The `summary_text` already renders these as a bullet list. Ask the user the questions in order
and patch the corresponding fields with their replies. Once every clarification is resolved,
route the item to the destination skill as above. If the user says **skip** at any point, drop
the item and confirm "Got it, skipped ✓".

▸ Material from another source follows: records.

PR #7654, opened 2022-07-09
[Designer] Add Carousel to Designer

anna-dingler:
# Description

Add carousel support to the designer

# Sample Card

```
{
    "type": "AdaptiveCard",
    "version": "1.6",
    "body": {
        "type": "Carousel",
        "timer": 5000,
        "pages": [
                {
                    "type": "CarouselPage",
                    "id": "firstCarouselPage",
                    "selectAction": {
                        "type": "Action.OpenUrl",
                        "title": "Click for more information about the first carousel page!",
                        "url": "https://adaptivecards.io/"
                    },
                    "items": [
                    {
                        "type": "Image",
                        "url": "https://adaptivecards.io/content/cats/1.png",
                        "size": "medium"
                    }
                ]
        },
        {
            "type": "CarouselPage",
            "id": "theSecondCarouselPage",
            "items": [
                {
                    "type": "Image",
                    "url": "https://adaptivecards.io/content/cats/2.png",
                    "size": "medium"
                }
            ]
        },
        {
            "type": "CarouselPage",
            "id": "last-carousel-page",
            "items": [
                {
                    "type": "Image",
                    "url": "https://adaptivecards.io/content/cats/3.png",
                    "altText": "That's a cool cat!",
                    "size": "medium"
                }
            ]
        }
        ]
    },
    "actions": [
        {
            "type": "Action.OpenUrl",
        }
    ]
}
```

# How Verified

Tested manually on the adaptivecards site

Carousel-1

###### Microsoft Reviewers: [Open in CodeFlow](https://portal.fabricbot.ms/api/codeflow?pullrequest=https://github.com/microsoft/AdaptiveCards/pull/7654)


source/nodejs/adaptivecards/src/carousel.ts
```diff
@@ -181,6 +202,31 @@ export class Carousel extends Container {
         }
     }
 
+    isCurrentPage(page: CarouselPage): boolean {
```
jwoo-msft, line 205: you don't need to do this, you can use realIndex.

source/nodejs/adaptivecards/src/carousel.ts
```diff
@@ -268,20 +314,23 @@ export class Carousel extends Container {
             "swiper-button-prev",
             "ac-carousel-left"
         );
+        prevElementDiv.style.zIndex = "20";
```
jwoo-msft, line 317: what is this for?

source/nodejs/adaptivecards/src/carousel.ts
```diff
@@ -372,7 +424,15 @@ export class Carousel extends Container {
             keyboard: {
                 enabled: true,
                 onlyInViewport: true
-            }
+            },
```
jwoo-msft, line 427: can you use [this pr](https://github.com/microsoft/AdaptiveCards/pull/7656) for the event handler?

jwoo-msft (commented):
there are some overlaps between your work and [this pr](https://github.com/microsoft/AdaptiveCards/pull/7656).
can you review the PR?

source/nodejs/adaptivecards/src/carousel.ts
anna-dingler: Good call out - thanks!

source/nodejs/adaptivecards/src/carousel.ts
anna-dingler: The carousel peers cover the navigation arrows, so updating the zIndex places them in front.

source/nodejs/adaptivecards/src/carousel.ts
anna-dingler: Yes, but I think we need an additional event if we use the navigation dots to switch between non-neighboring pages

source/nodejs/adaptivecards/src/carousel.ts
jwoo-msft: @anna-dingler,
do make sure, you've updated. I experienced the same until i cleared the web browser cache.

source/nodejs/adaptivecards/src/carousel.ts
jwoo-msft: @anna-dingler, the pr has the pagenation (via 'dot') event.

source/nodejs/adaptivecards/src/carousel.ts
jwoo-msft: FYI, https://github.com/nolimits4web/swiper/issues/1696

source/nodejs/adaptivecards-designer/src/designer-peer-treeitem.ts
```diff
@@ -58,4 +59,28 @@ export class DesignerPeerTreeItem extends BaseTreeItem {
...
         return this.owner.getChildAt(index).treeItem;
     }
+
+    protected click(e: MouseEvent) {
+        super.click(e);
+
+        let currentPeer = this.owner;
+
+        while (currentPeer) {
+            if (currentPeer instanceof CarouselPagePeer) {
```
dclaux, line 69: I don't think `DesignerPeerTreeItem` shoul have logic that depends on any specific peer type. That logic should be implemented in the specific peer class.

Here, what you want is when the peer for a carousel page is clicked then that page should be made visible. This extends to all peers: when a peer is selected, its associated card element should be brought into view. So what you should do is add a `bringCardElementIntoView(): boolean` method to `CardElementPeer` that returns `false` (meaning "I didn't do anything") in the base implementation. You ovveride it in `CarouselPagePeer` with the logic you currently have here, and you return `true` when you have actually slid to another page. And here, you can change the logic to simply:
```typescript
while (currentPeer) {
    if (currentPeer.bringIntoView()) {
        break;
    }

    currentPeer = currentPeer.parent;
}
```

source/nodejs/adaptivecards-designer/src/card-designer-surface.ts
```diff
@@ -807,6 +810,10 @@ export class CardDesignerSurface {
 
     startDrag(peer: DesignerPeers.DesignerPeer) {
         if (!this.draggedPeer) {
+			if (peer instanceof DesignerPeers.CarouselPeer) {
+				this.reassignCardElementToCarousel(peer);
```
dclaux: I'm not getting this. If there is no dragged peer and the peer that the user is starting to drag is a `CarouselPeer`, then  move all of the root peer's children that are not `CarouselPeers` into the first page of the Carousel being dragged?

That doesn't seem to make much sense to me, but I might be missing something.

dclaux (changes requested):

source/nodejs/adaptivecards-designer/src/card-designer-surface.ts
anna-dingler: For now, carousel is a singleton element. When you add a new carousel, the existing card elements are added to the first carouselPage so we maintain this behavior.

dclaux: I see. Fair enough.

source/nodejs/adaptivecards/src/carousel.ts
```diff
@@ -118,6 +122,9 @@ export class Carousel extends Container {
 
     private _pages: CarouselPage[] = [];
     private _renderedPages: CarouselPage[];
+    private _carouselPageContainer: HTMLElement;
+
+    currentIndex: number = 0;
```
licanhua, line 127: Is it `private`? or add a get function with private _currentIndex?
Is it only be used in designer mode, possible a name like currentIndexInDesignerMode

source/nodejs/adaptivecards/src/carousel.ts
```diff
@@ -147,6 +158,16 @@ export class Carousel extends Container {
         return this._pages[index];
     }
 
+    addPage(page: CarouselPage) {
+        if (!page.parent) {
+            this._pages.push(page);
+
+            page.setParent(this);
+        } else {
+            throw new Error(Strings.errors.pageAlreadyBelongsToAnotherCarousel());
```
licanhua, line 167: why do we have this error? If I understand correctly, we only support one carousel.
what's the problem if we do reparent?

source/nodejs/adaptivecards/src/carousel.ts
licanhua, line 317: Can you add a comment on it?
Also will it only applies to design mode?

source/nodejs/adaptivecards-designer/src/card-designer-surface.ts
```diff
@@ -394,6 +398,18 @@ export class CardDesignerSurface {
 
             peer.render();
 
+            if (peer instanceof DesignerPeers.CardElementPeer) {
+                if (!peer.isVisible()) {
```
licanhua, line 402: nit:
```
peer.renderedElement.style.display =  peer.isVisible() ? "initial" : "none";
```

source/nodejs/adaptivecards-designer/src/card-designer-surface.ts
```diff
@@ -624,6 +640,11 @@ export class CardDesignerSurface {
 
                 this.tryDrop({ x: e.x - clientRect.left, y: e.y - clientRect.top }, this.draggedPeer);
             }
+
+            if (this._needsLayoutUpdate) {
```
licanhua, line 644: Can you add comments in code?

source/nodejs/adaptivecards-designer/src/card-designer-surface.ts
```diff
@@ -933,6 +960,27 @@ export class CardDesignerSurface {
...
     }
 
+    reassignCardElementToCarousel(carouselPeer: DesignerPeers.CarouselPeer) {
+
+        const carouselPage = carouselPeer.getChildAt(0);
+
+        if (carouselPage instanceof DesignerPeers.CardElementPeer) {
+
+            // Can't modify the list as we loop through it
+            let children = [];
```
licanhua, line 970: nit: const children = []

source/nodejs/adaptivecards-designer/src/designer-peer-treeitem.ts
anna-dingler: Just incorporated this change :)

source/nodejs/adaptivecards/src/carousel.ts
anna-dingler: Will do. I'll also update so it is only applied in design mode

source/nodejs/adaptivecards/src/carousel.ts
anna-dingler: Good point - I'll remove this conditional :)

source/nodejs/adaptivecards/src/carousel.ts
anna-dingler: We also use currentIndex within `SwiperOptions` to assign the carousel's initial index, so I'm not sure renaming it makes sense.

We re-render the carousel whenever we switch pages in the designer, so this makes sure we save the state.
The default is 0 so it shouldn't affect the carousel in general, but it is a good start if we ever want to add `currentPageIndex` to the schema.

source/nodejs/adaptivecards-designer/src/card-designer-surface.ts
```diff
@@ -933,6 +965,27 @@ export class CardDesignerSurface {
...
     }
 
+    reassignCardElementToCarousel(carouselPeer: DesignerPeers.CarouselPeer) {
+
+        const carouselPage = carouselPeer.getChildAt(0);
+
+        if (carouselPage instanceof DesignerPeers.CardElementPeer) {
+
+            // Can't modify the list as we loop through it
+            const children = [];
```
licanhua, line 975:
```
const nonCarouselChildren = this.rootPeer.children.filter((child) => !(child instanceof DesignerPeers.CarouselPeer}));
nonCarouselChildren.foreach((e) => {carouselPage.tryAdd(e);});
```

or 
```
this.rootPeer.children.filter((child) => !(child instanceof DesignerPeers.CarouselPeer})).foreach((e) => {carouselPage.tryAdd(e);});
```

source/nodejs/adaptivecards-designer/src/card-designer-surface.ts
```diff
@@ -933,6 +965,27 @@ export class CardDesignerSurface {
...
+
+            for (let child of this._rootPeer.children) {
+                children.push(child);
+            }
+
+            for (let child of children) {
+                if (!(child instanceof DesignerPeers.CarouselPeer)) {
+                    carouselPage.tryAdd(child);
```
licanhua, line 983: Add a comment to code like `tryAdd remove element from the children, then append it to the last (possible wrong description here). and this function use this feature to shuffle the order`

source/nodejs/adaptivecards-designer/src/designer-peers.ts
```diff
@@ -3313,4 +3334,123 @@ export class TablePeer extends TypedCardElementPeer<Adaptive.Table> {
...
+        const carousel = this.cardElement.parent as Adaptive.Carousel;
+
+        if (carousel) {
+            const containerClientRect = carousel.carouselPageContainer.getBoundingClientRect();
+
+            const leftOffset = carousel.renderedElement.offsetLeft + carousel.carouselPageContainer.offsetLeft;
+
+            boundingRect.right = leftOffset + boundingRect.width;
+            boundingRect.left = leftOffset;
+            boundingRect.bottom = boundingRect.top + containerClientRect?.height;
```
licanhua, line 3430: when containerClientRect is undefined or null?

source/nodejs/adaptivecards-designer/src/designer-peers.ts
```diff
@@ -3313,4 +3334,123 @@ export class TablePeer extends TypedCardElementPeer<Adaptive.Table> {
...
+        const boundingRect = super.getBoundingRect();
+
+        const carousel = this.cardElement.parent as Adaptive.Carousel;
+
+        if (carousel) {
+            const containerClientRect = carousel.carouselPageContainer.getBoundingClientRect();
+
+            const leftOffset = carousel.renderedElement.offsetLeft + carousel.carouselPageContainer.offsetLeft;
+
+            boundingRect.right = leftOffset + boundingRect.width;
```
licanhua, line 3428: shift the order and remove leftOffset;

boundingRect.left = carousel.renderedElement.offsetLeft + carousel.carouselPageContainer.offsetLeft;
boundingRect.right = boundingRect.left + boundingRect.width;

source/nodejs/adaptivecards-designer/src/designer-peers.ts
```diff
@@ -3313,4 +3334,123 @@ export class TablePeer extends TypedCardElementPeer<Adaptive.Table> {
...
+        const parentCarousel = (this.parent as CarouselPeer);
+
+        return (parentCarousel.cardElement as Adaptive.Carousel).isCurrentPage(this.cardElement as Adaptive.CarouselPage);
+    }
+
+    bringCardElementIntoView(): boolean {
+        const carouselPeer = this.parent as CarouselPeer;
+
+        if (carouselPeer) {
+
```
licanhua, line 3446: nit: remove empty line after if

source/nodejs/adaptivecards-designer/src/adaptive-card-schema.ts
```diff
@@ -147,6 +147,7 @@ export const adaptiveCardSchema =
           "$ref": "#/definitions/Actions"
         },
         "body": {
```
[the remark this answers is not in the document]
anna-dingler: I updated the render method to optionally restore the selected state.

The only issue I ran into was that you need to refresh the layout to update peer location again. I expanded the pointer event listener to watch the entire window instead of just the designer surface, so it is slightly better now - but not the ideal solution.

Carousel-3

source/nodejs/adaptivecards-designer/src/designer-peers.ts
anna-dingler: I added a null check here

source/nodejs/adaptivecards-designer/src/adaptive-card-schema.ts
```diff
@@ -147,6 +147,7 @@ export const adaptiveCardSchema =
           "$ref": "#/definitions/Actions"
```
licanhua, line 147: 1. We should be restricted to only one carousel.
2. After I click 'Preview' button, then all the changes are gone after I added 2 or more carousel.

image

image

source/nodejs/adaptivecards-designer/src/adaptive-card-schema.ts
```diff
@@ -147,6 +147,7 @@ export const adaptiveCardSchema =
...
         },
```
licanhua, line 148: Add more than one CarouselPages, then click `Preview` and uncheck `Preview`, `add a page` button disappeared.
image

source/nodejs/adaptivecards-designer/src/adaptive-card-schema.ts
```diff
@@ -147,6 +147,7 @@ export const adaptiveCardSchema =
...
         "body": {
+          "type": ["object", "array"],
           "description": "The Card Elements to show in the primary card region",
```
licanhua, line 151: Add a Carousel, then click x to delete it, we may need to convert the content back to normal AC card instead of an weird state

image

source/nodejs/adaptivecards-designer/src/adaptive-card-schema.ts
anna-dingler: Is the carousel selectable in this state? I believe losing state when we switch between preview and design mode is the intended behavior

source/nodejs/adaptivecards-designer/src/adaptive-card-schema.ts
licanhua, line 147: @JeanRoca 
From my understanding, we only support one Carousel. 
1. So the best user experience is that we have a button to convert an AC card to Carousel or convert it back to a normal card.
So a Carousel in Containers menu doesn't make sense to me.
image

2. When the AC card is Carousel, we add CarouselPage to the contains, then user can drag the page to Carousel.
image

anna-dingler: I'll look into this!

source/nodejs/adaptivecards-designer/src/adaptive-card-schema.ts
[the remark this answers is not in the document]
anna-dingler: @JeanRoca @KesemZ @paulcam206 What do you think?

source/nodejs/adaptivecards-designer/src/adaptive-card-schema.ts
anna-dingler: The Carousel control mimics the behavior of similar elements that only allow one type of child (Table and TableRow, ColumnSet and Column, ImageSet and Image).

For #1, what would the flow be if someone had a carousel with multiple pages w/ content, and converted it back to an AdaptiveCard?

source/nodejs/adaptivecards-designer/src/adaptive-card-schema.ts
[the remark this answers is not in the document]
JeanRoca: @anna-dingler @licanhua Yes I think adding it to the page would make more sense as each page is technically one AC

source/nodejs/adaptivecards-designer/src/adaptive-card-schema.ts
JeanRoca: @licanhua @anna-dingler we recently got an ask of allowing certain elements (like text blocks for example) to be part of the parent Adaptive Card and not part of the carousel page. This would enable a behavior where the title remains static and paginating through the carousel does not move the title out of place.

If we went with the proposed solution in 1 above, would that cause challenges when/if we try to enable the static element functionality later?

anna-dingler: @JeanRoca I think it depends how complex the static element would be. If it was just a TextBlock (or something simple), the carousel could potentially have a `title` option. However, if we want more complex static elements, it could get tricky. 

For instance, say you converted the card to a carousel, then dragged all of the static content to the card. Accidentally clicking the carousel button and then re-enabling it would move all of the static content into the carousel.

KesemZ: Can we prevent adding carousel within a carousel? that might be easier for us to maintain and also prevent the user from creating a schema to a bad experience...

source/nodejs/adaptivecards-designer/src/adaptive-card-schema.ts
KesemZ: @anna-dingler - i agree. the current behavior (hiding the "add a page" on preview mode) is as expected. this is consistent with the other design/preview workflows

source/nodejs/adaptivecards-designer/src/adaptive-card-schema.ts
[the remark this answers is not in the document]
KesemZ: @anna-dingler @licanhua  - agree with adding it to the page. it also keeps the action within the same UI context

source/nodejs/adaptivecards-designer/src/adaptive-card-schema.ts
KesemZ: not sure what "normal AC" means. I believe that if you delete the carousel - the *whole* carousel (including any pages) should be deleted. IF it makes sense - it might be good to give some warning as the user may have intended to delete just the page and not the whole carousel.

source/nodejs/adaptivecards-designer/src/adaptive-card-schema.ts
KesemZ: The carousel _is_ container so i agree with the current implementation of it being part of the containers, but we should prevent the user from adding a carousel within a page, if possible. 

@anna-dingler and @JeanRoca - please discuss @JeanRoca's comment with @jwoo-msft. I believe that the experience that @JeanRoca is describing will be properties on the carousel implementation (so the carousel won't take the whole AC space) but this can also be implemented as two types of carousels.

source/nodejs/adaptivecards/src/card-elements.ts
```diff
@@ -6892,7 +6902,14 @@ export class Container extends ContainerBase {
     protected internalToJSON(target: PropertyBag, context: SerializationContext) {
         super.internalToJSON(target, context);
 
-        context.serializeArray(target, this.getItemsCollectionPropertyName(), this._items);
+        const collectionPropertyName = this.getItemsCollectionPropertyName();
+
+        if ((this._items.length === 1) && (this._items[0].getElementSingletonBehavior() === ElementSingletonBehavior.Only)) {
```
jwoo-msft, line 6907: why are you checking if the length is 1?

source/nodejs/adaptivecards/src/card-elements.ts
```diff
@@ -6866,20 +6870,26 @@ export class Container extends ContainerBase {
             if (typeName) {
                 const registration = context.elementRegistry.findByName(typeName);
                 if (registration?.singletonBehavior !== ElementSingletonBehavior.NotAllowed) {
-                    jsonItems = [jsonItems];
-                    parsingSingletonObject = true;
+                    const element = context.parseElement(
```
jwoo-msft, line 6873: what is this for?

source/nodejs/adaptivecards/src/card-elements.ts
anna-dingler: To confirm that this is only one element in the array

source/nodejs/adaptivecards/src/card-elements.ts
anna-dingler: I strengthened the singleton behavior here. The third argument is the forbiddenElements array, which should contain "Carousel" _unless_ the parent container can host singleton elements, and the carousel is the only element in the container.

This behavior will need to change for the updated carousel you're implementing - happy to remove these changes

source/nodejs/adaptivecards-designer/src/adaptive-card-schema.ts
anna-dingler: Would we also want to prevent multiple carousels within one card (assuming we remove some of the singleton behavior)

source/nodejs/adaptivecards/src/card-elements.ts
anna-dingler: We at least need a null check before calling `getElementSingletonBehavior()`. The length check ensures that there is only one element in the provided array.

We could strengthen the singleton behavior here so that the edge case we avoid (ex: `_items = ["carousel", "textblock, ...]` never occurs

source/nodejs/adaptivecards/src/carousel.ts
anna-dingler: @jwoo-msft I tried to refactor to use `realIndex`, but in this method, `realIndex` held the same value as `activeIndex`. 

I was able to get the correct value for `realIndex` in the event handlers though.

source/nodejs/adaptivecards/src/carousel.ts
anna-dingler: @jwoo-msft I refactored to use the event handlers from your PR. The timing is slightly more awkward because the swipe event was called more frequently.

I think using these event handlers will be good though if there is a better solution for updating peer location. I'm hoping to talk to @paulcam206 about this next week.

source/nodejs/adaptivecards-designer/src/adaptive-card-schema.ts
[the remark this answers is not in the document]
KesemZ: It makes sense that the actions will be within the pages. The only interaction that is related to the carousel itself is switching pages

source/nodejs/adaptivecards-designer/src/adaptive-card-schema.ts
paulcam206: I agree with @KesemZ here on the scope of deletion behavior. It's worth noting that the `Undo` button in this situation works perfectly. This behavior is also in line with what happens if you delete a toplevel container -- all of its children will also be removed.

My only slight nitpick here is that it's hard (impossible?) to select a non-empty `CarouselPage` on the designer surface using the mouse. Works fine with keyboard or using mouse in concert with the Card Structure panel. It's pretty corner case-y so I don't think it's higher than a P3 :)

For the special case of `field: "type"`, the user's reply determines whether the item routes to
`calendar` or `task` — update `destination` accordingly before dispatch.

### Step 5: Confirm Saves

After each destination skill returns, relay a one-line confirmation to the user. Examples:

- `📅 Added to Calendar via calctl: **Team Standup** — 2026-03-01 at 09:00`
- `🔔 Added to Reminders: **Pay electricity bill** (due 2026-02-28)`
- `✅ Added to Things: **Send Sandip my resume**`

If the destination skill errors, surface the error and ask whether to retry with a different destination.

## Edge Cases

| Scenario | Behavior |
|---|---|
| Single screenshot has both an event and a task | Process each independently; route to its own destination. |
| Event implies a prep step (e.g. dinner at a restaurant → book table) | The parser emits BOTH an event and a prep reminder. Inferred fields on the prep reminder land in the 0.65–0.80 band, so most prep reminders hit `needs_confirmation: true` with targeted clarifications (typically `time` and `date`). |
| Multi-day event (trip, conference) | `end_date` is set and differs from `date`. Pass both to the calendar skill (e.g. `calctl add --date --end-date --all-day`). |
| Rescheduled / cancelled event | Parser extracts the NEW date; `parse_notes` flags it as a reschedule. Confirm with user before overwriting any existing entry. |
| Screenshot is in Hindi, Tamil, or another language | Title and description are already in English; `language` holds the ISO code. Save as-is. |
| Recurring event ("every Monday") | Pass `recurrence` and `recurrence_day` to the calendar skill. |
| Date has already passed | Flag in the reply: "⚠️ This date has already passed. Save anyway?" |
| Screenshot of someone's calendar | `already_in_calendar_hint: true` — reply: "Looks like this is already in your calendar 🗓️" and skip. |
| No calendar / task skill installed | Reply with the missing-skill hint and stop. |
| Zoom/Meet link found | Pass `online_link` to the calendar skill; it should set both location and description. |
| Meme / non-actionable screenshot | `no_actionable_content: true` — ignore silently unless user clearly asked for action. |

## Configuration

```json
{
  "skills": {
    "entries": {
      "scrask-bot": {
        "enabled": true,
        "env": {
          // Both keys are OPTIONAL in v4.2+. Without either, Scrask uses
          // OpenClaw's configured vision LLM via the platform-injected
          // OPENCLAW_VISION_* env vars. Setting GEMINI_API_KEY opts into
          // the cheap+fast Gemini routing. Setting ANTHROPIC_API_KEY adds
          // Claude as a fallback (or as the primary if no Gemini key).
          "GEMINI_API_KEY": "AIza-your-gemini-key",
          "ANTHROPIC_API_KEY": "sk-ant-your-key-here"
        },
        "config": {
          "vision_provider": "auto",
          "fallback_threshold": 0.60,
          "timezone": "Asia/Kolkata",
          "confidence_threshold": 0.75,
          "actionable_threshold": 0.70,
          "type_threshold": 0.70,
          "field_threshold": 0.70
        }
      }
    }
  }
}
```

`ANTHROPIC_API_KEY` is optional. Without it, auto mode runs Gemini only.

## Permissions Required

- `image:read` — to access the screenshot from the chat surface.
- `network:outbound` — to call the vision model API (Gemini and optionally Claude).
- `chat:reply` — to send confirmation messages back via the user's chat surface.
- Whatever permissions the downstream calendar / task skill needs (handled by that skill).